Write out every record below exactly, so that nothing differs from what is shown.

Collected data
* * *
PR #1463, opened 2017-09-18
Fix build

jskeet:
(The problem was due to two PRs, one of which added a project and
one of which changed project generation, being inflight
simultaneously.)


jskeet:
The good news is that AppVeyor failing proves that the project generation check is working :)

jskeet:
Self-merging as the build does seem to be fixed by it...

evildour:
Oops. Sorry I should has rebased and regenerated after merging the analyzer.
* * *
- Reply to the task:
PR #1463, opened 2017-09-18
Fix build

jskeet:
(The problem was due to two PRs, one of which added a project and
one of which changed project generation, being inflight
simultaneously.)


jskeet:
The good news is that AppVeyor failing proves that the project generation check is working :)

jskeet:
Self-merging as the build does seem to be fixed by it...

evildour:
Oops. Sorry I should has rebased and regenerated after merging the analyzer.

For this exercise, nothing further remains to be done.